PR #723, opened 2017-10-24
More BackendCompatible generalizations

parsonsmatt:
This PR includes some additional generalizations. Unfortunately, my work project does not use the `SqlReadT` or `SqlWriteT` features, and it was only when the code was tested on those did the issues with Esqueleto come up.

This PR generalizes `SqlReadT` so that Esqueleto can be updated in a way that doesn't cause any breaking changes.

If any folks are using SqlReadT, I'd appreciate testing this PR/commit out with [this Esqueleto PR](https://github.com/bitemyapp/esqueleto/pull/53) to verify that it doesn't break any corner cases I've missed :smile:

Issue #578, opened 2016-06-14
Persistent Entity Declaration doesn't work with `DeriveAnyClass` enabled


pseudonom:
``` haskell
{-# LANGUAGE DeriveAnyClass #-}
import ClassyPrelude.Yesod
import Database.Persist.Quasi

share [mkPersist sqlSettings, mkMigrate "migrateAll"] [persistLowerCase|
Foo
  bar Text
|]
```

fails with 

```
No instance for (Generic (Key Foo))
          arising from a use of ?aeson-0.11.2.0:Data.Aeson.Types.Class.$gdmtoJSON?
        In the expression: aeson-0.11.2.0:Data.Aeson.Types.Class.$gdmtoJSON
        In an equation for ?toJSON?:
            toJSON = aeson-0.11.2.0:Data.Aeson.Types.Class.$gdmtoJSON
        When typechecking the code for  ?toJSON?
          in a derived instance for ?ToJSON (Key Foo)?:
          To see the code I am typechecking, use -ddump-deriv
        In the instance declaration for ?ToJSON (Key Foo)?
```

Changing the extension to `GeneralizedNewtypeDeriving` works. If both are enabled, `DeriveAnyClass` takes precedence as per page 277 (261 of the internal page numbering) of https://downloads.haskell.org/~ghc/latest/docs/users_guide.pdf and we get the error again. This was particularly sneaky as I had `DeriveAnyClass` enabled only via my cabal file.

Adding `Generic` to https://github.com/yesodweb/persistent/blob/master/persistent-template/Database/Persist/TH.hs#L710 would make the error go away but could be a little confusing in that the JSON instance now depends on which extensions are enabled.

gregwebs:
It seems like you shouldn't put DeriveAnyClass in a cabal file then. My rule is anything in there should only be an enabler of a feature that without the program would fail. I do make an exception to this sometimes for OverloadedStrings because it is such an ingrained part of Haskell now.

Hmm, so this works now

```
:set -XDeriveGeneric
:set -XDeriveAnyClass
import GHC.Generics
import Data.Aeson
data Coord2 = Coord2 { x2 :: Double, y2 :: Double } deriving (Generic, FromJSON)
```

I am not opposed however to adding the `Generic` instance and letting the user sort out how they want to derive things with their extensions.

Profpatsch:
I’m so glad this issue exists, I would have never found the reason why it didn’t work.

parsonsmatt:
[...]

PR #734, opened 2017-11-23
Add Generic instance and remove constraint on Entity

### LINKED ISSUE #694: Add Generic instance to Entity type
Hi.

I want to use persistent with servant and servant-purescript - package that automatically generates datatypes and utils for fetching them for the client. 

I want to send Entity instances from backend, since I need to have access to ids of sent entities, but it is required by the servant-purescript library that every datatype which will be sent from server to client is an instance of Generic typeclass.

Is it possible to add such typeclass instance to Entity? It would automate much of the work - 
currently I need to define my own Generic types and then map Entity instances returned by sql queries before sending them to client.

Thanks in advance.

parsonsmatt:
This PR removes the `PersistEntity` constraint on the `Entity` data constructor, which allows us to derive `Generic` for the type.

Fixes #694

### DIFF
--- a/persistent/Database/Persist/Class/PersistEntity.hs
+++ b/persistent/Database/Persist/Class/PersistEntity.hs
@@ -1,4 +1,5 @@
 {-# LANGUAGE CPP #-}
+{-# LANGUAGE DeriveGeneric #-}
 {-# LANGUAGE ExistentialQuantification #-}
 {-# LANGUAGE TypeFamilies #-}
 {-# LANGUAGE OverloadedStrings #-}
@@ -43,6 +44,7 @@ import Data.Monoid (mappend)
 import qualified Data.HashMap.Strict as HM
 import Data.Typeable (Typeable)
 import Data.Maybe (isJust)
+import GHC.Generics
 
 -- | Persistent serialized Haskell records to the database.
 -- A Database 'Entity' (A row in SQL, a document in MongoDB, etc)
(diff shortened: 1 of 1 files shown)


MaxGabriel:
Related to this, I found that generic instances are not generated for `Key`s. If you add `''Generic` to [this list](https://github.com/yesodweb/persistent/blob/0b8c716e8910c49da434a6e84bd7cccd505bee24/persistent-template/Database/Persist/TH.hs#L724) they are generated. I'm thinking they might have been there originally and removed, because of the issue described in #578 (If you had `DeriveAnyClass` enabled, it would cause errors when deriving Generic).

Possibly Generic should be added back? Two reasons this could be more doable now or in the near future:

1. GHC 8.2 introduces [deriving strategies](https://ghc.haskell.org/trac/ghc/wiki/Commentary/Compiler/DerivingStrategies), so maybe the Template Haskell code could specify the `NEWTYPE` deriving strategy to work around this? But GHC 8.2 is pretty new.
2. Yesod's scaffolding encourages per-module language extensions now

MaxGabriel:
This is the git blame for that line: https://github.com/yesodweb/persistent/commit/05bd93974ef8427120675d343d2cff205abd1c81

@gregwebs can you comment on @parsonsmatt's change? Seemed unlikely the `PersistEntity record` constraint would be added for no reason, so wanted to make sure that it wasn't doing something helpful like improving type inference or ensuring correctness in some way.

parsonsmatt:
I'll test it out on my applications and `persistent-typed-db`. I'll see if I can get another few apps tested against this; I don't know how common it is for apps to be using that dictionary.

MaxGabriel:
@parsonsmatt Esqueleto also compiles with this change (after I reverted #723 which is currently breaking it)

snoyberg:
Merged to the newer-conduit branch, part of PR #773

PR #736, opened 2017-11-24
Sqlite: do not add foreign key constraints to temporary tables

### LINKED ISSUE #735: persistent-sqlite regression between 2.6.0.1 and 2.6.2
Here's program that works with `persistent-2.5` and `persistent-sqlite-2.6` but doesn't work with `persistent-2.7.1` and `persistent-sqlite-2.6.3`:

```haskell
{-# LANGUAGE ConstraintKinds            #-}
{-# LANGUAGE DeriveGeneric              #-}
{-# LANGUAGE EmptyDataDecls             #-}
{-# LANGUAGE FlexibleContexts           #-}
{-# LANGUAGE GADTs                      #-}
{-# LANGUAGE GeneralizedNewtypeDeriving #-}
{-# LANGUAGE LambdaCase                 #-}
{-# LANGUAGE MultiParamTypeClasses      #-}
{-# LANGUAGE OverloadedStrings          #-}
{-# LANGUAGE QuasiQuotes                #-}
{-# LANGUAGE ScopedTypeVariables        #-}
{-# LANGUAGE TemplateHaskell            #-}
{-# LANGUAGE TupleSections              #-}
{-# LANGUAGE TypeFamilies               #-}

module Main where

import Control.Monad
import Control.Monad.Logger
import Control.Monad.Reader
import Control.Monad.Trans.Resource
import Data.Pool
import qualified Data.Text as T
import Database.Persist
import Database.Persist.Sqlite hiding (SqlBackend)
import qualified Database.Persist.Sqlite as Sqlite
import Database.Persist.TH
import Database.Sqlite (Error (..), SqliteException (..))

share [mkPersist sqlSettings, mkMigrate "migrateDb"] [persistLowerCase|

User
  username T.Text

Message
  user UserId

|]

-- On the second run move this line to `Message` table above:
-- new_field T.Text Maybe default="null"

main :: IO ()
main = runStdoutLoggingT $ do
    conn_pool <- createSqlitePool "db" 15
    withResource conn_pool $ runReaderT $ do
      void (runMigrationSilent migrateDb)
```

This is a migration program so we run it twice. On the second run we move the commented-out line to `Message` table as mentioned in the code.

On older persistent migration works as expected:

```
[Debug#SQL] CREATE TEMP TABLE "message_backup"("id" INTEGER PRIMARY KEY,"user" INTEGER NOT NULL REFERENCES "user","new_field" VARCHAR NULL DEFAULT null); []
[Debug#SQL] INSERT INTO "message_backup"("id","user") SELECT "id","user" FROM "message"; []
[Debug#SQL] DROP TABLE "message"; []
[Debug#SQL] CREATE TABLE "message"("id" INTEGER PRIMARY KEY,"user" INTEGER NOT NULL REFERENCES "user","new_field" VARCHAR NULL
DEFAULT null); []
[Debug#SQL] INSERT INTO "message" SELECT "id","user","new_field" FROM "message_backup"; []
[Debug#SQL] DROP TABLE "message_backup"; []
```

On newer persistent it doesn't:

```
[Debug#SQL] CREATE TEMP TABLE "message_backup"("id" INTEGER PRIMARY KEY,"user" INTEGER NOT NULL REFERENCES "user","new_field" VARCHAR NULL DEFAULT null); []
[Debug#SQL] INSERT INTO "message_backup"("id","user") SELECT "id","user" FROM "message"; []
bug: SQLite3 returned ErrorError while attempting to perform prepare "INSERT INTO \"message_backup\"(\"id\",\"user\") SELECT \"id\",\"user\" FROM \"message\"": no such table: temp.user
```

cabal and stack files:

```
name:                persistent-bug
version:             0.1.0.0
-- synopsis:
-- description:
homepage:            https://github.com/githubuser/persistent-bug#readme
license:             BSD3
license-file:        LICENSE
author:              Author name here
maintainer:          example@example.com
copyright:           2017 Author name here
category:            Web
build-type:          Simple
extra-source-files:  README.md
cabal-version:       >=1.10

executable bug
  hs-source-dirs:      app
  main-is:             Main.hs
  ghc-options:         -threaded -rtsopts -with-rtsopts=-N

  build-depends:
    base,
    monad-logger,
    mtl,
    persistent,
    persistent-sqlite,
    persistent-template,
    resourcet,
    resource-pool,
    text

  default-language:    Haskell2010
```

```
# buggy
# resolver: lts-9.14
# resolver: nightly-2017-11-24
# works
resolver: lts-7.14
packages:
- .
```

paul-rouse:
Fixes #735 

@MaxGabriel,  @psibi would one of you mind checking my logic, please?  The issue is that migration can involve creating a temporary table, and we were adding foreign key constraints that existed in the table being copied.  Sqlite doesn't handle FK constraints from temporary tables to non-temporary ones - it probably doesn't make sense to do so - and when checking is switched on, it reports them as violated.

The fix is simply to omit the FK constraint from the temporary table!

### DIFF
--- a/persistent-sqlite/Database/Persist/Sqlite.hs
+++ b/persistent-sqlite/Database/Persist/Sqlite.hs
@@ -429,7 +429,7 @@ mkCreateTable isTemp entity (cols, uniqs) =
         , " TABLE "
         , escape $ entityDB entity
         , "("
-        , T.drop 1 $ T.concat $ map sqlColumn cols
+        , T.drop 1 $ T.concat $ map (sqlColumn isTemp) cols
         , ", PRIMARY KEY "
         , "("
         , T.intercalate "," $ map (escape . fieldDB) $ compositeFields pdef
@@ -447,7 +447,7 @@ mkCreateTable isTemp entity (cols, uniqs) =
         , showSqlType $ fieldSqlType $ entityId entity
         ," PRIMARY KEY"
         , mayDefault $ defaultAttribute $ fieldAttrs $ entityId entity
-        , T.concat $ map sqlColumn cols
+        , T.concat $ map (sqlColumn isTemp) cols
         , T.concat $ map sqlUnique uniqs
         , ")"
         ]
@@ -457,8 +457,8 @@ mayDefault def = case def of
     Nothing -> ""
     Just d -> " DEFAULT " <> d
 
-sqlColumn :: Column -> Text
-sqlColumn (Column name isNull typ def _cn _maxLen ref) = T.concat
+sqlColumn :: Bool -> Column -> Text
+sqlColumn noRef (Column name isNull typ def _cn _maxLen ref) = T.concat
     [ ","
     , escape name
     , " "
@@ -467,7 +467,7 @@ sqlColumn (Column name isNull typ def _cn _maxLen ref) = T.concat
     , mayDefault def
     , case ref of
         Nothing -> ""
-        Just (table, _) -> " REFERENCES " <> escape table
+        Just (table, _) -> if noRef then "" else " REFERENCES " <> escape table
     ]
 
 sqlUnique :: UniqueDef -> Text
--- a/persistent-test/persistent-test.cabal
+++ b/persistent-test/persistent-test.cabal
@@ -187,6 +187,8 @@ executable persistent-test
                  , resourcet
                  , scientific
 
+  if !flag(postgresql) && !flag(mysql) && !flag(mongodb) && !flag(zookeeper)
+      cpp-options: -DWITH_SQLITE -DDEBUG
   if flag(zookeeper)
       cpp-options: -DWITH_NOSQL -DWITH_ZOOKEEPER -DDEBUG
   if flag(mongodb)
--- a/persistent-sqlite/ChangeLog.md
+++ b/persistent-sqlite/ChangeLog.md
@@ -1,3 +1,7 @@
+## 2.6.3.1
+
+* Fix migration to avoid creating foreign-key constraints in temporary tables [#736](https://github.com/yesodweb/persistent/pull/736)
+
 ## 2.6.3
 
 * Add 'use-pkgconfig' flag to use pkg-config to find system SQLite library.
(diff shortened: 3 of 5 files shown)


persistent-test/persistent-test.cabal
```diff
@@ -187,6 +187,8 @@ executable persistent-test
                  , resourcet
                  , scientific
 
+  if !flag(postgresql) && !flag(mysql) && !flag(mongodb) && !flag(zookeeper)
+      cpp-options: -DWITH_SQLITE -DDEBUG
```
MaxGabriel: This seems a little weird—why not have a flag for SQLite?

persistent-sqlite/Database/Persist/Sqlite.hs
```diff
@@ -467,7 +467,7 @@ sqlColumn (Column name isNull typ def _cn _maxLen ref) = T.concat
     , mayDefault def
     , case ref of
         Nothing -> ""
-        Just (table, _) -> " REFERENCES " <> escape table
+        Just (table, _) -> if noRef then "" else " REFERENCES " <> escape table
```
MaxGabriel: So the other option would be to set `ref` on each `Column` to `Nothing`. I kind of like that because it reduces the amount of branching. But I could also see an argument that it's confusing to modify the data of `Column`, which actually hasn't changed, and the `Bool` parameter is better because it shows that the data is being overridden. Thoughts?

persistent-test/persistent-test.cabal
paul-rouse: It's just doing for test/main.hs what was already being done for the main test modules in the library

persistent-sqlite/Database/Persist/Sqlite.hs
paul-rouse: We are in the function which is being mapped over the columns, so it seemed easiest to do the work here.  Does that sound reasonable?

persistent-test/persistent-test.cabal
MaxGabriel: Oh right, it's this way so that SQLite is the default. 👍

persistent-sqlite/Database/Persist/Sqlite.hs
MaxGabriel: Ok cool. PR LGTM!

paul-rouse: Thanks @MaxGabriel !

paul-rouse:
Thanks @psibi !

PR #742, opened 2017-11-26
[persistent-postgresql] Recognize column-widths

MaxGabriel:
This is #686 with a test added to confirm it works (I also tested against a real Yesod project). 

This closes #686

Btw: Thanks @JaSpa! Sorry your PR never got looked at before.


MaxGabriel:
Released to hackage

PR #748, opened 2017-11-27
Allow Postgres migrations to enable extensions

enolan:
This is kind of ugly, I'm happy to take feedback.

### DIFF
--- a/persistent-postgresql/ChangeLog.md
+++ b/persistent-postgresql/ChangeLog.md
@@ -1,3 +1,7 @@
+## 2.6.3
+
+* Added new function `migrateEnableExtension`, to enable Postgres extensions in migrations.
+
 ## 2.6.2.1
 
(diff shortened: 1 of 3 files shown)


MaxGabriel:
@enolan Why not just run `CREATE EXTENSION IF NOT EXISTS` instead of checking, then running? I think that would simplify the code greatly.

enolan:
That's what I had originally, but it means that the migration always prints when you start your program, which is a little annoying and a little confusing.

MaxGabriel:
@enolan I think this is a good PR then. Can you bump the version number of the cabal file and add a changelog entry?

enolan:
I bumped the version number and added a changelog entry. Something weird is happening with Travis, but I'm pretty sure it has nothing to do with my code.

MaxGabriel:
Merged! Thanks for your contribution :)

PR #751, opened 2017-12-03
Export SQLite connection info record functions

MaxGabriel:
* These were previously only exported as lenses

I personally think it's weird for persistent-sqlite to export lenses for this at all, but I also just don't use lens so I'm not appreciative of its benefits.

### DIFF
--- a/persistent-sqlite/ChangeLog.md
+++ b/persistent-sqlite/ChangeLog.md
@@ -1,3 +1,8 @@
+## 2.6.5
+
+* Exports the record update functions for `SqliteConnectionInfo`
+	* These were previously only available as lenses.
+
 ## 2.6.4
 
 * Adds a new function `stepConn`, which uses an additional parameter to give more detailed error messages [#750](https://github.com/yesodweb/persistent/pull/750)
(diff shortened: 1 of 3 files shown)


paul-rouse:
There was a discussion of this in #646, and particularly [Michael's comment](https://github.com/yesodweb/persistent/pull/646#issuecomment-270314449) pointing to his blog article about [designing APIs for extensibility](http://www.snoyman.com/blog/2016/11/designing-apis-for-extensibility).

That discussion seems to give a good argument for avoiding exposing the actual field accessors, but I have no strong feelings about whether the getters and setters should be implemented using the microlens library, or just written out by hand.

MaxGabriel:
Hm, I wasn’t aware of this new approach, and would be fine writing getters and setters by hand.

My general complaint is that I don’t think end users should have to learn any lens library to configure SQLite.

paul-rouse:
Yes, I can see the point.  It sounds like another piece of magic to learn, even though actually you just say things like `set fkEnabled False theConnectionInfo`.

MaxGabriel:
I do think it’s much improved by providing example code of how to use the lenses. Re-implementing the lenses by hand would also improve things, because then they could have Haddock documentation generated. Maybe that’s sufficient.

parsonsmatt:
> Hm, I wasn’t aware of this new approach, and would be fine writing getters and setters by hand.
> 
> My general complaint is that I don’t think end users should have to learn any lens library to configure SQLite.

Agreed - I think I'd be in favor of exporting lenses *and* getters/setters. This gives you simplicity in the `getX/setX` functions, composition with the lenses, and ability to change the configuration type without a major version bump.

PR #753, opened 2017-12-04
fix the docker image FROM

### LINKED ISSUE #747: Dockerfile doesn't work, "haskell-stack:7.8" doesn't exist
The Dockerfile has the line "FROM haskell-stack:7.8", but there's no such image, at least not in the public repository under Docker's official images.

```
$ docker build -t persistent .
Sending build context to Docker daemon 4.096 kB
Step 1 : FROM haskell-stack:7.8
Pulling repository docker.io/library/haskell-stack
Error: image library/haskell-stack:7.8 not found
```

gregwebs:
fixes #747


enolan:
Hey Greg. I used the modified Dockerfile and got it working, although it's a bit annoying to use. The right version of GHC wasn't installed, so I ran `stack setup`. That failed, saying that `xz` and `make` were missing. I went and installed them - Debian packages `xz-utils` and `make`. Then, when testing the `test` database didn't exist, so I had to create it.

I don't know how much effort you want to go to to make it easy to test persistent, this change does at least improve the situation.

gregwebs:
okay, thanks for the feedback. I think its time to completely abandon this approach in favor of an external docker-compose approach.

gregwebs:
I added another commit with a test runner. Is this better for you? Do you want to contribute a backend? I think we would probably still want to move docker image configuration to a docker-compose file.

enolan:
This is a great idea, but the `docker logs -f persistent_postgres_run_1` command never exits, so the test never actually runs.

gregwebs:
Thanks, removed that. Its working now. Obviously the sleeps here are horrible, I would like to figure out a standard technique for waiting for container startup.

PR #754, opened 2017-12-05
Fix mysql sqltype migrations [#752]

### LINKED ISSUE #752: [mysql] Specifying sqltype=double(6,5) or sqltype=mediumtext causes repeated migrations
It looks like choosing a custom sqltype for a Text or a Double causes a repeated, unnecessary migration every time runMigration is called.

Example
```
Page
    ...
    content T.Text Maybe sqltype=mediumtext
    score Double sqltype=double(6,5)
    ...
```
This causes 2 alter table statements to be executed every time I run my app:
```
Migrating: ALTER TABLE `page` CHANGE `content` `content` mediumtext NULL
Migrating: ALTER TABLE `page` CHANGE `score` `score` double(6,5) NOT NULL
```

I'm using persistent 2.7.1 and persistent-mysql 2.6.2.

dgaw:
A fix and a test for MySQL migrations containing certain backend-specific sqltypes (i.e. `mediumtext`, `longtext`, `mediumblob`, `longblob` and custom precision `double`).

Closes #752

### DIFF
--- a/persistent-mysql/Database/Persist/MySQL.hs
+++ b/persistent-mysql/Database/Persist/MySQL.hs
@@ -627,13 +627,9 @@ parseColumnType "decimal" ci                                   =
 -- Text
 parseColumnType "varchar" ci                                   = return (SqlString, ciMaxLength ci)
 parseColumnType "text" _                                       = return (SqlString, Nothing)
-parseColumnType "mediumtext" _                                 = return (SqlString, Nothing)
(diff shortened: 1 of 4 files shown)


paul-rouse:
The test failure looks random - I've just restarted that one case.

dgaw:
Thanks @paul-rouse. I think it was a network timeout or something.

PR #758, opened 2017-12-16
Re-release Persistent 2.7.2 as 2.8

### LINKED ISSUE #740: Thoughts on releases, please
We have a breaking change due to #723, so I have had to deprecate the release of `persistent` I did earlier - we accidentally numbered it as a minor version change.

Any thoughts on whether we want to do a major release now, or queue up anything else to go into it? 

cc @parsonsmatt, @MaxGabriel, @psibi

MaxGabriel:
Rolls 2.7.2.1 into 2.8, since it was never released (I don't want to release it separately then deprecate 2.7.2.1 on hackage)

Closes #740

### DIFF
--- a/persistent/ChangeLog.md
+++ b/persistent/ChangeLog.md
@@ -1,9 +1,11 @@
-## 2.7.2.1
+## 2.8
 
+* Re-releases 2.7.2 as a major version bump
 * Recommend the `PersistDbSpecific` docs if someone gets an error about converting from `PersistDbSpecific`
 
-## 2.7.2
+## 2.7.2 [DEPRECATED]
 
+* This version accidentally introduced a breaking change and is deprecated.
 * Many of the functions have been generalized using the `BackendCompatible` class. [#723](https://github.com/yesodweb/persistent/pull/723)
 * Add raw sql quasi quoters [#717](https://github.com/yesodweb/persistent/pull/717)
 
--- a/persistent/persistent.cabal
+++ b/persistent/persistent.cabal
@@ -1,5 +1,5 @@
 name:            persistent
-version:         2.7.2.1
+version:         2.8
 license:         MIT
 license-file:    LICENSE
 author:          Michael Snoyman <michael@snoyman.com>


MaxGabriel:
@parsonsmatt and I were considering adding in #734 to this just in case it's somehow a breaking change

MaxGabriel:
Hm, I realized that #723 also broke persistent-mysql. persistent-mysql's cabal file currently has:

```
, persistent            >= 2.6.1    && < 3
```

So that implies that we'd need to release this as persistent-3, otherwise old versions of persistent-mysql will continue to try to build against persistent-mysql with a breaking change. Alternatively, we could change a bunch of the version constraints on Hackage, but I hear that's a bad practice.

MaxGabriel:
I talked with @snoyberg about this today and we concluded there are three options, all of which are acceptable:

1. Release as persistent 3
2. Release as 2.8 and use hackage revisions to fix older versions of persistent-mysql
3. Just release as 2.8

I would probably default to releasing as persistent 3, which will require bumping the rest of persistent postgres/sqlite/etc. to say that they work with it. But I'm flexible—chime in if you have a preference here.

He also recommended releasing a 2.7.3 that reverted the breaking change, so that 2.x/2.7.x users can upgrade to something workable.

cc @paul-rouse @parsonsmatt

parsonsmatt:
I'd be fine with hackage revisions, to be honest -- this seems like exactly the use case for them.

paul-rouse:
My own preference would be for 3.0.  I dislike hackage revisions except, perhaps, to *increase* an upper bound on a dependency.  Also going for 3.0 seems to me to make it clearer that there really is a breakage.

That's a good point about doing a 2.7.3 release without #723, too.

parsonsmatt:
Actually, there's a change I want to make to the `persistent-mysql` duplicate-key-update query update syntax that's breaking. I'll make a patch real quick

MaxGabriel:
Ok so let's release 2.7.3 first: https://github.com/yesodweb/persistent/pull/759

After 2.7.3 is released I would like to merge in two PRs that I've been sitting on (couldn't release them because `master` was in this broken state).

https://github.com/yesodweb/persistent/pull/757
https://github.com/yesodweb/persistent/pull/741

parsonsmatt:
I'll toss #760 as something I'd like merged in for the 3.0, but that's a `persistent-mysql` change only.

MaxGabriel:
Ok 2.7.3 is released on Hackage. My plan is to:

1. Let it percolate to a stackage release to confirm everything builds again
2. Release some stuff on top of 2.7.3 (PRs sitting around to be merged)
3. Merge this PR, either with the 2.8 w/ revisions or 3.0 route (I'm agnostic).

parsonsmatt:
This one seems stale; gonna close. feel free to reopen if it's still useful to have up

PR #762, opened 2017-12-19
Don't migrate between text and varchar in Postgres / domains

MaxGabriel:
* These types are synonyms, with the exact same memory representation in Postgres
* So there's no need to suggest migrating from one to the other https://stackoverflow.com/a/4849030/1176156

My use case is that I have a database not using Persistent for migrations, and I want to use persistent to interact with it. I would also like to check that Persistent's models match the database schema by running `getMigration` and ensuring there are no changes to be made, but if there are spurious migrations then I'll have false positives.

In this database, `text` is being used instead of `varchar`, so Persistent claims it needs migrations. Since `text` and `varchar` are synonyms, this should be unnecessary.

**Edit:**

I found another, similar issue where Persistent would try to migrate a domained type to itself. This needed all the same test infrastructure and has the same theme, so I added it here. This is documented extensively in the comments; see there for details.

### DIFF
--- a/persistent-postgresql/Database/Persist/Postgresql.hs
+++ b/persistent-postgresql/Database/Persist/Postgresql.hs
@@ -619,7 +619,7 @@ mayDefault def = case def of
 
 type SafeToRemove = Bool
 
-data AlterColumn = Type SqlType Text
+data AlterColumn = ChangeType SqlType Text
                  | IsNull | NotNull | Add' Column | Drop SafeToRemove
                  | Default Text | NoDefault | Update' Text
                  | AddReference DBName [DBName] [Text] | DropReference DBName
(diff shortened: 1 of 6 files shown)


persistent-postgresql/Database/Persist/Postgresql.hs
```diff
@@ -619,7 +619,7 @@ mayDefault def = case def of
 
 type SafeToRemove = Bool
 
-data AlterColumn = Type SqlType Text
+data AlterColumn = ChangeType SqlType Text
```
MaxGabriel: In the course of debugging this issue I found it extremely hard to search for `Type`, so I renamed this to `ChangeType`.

Task details: Determine how many lines of the records above contain the word "TypeFamilies", and report only that number.

Response to this task: 2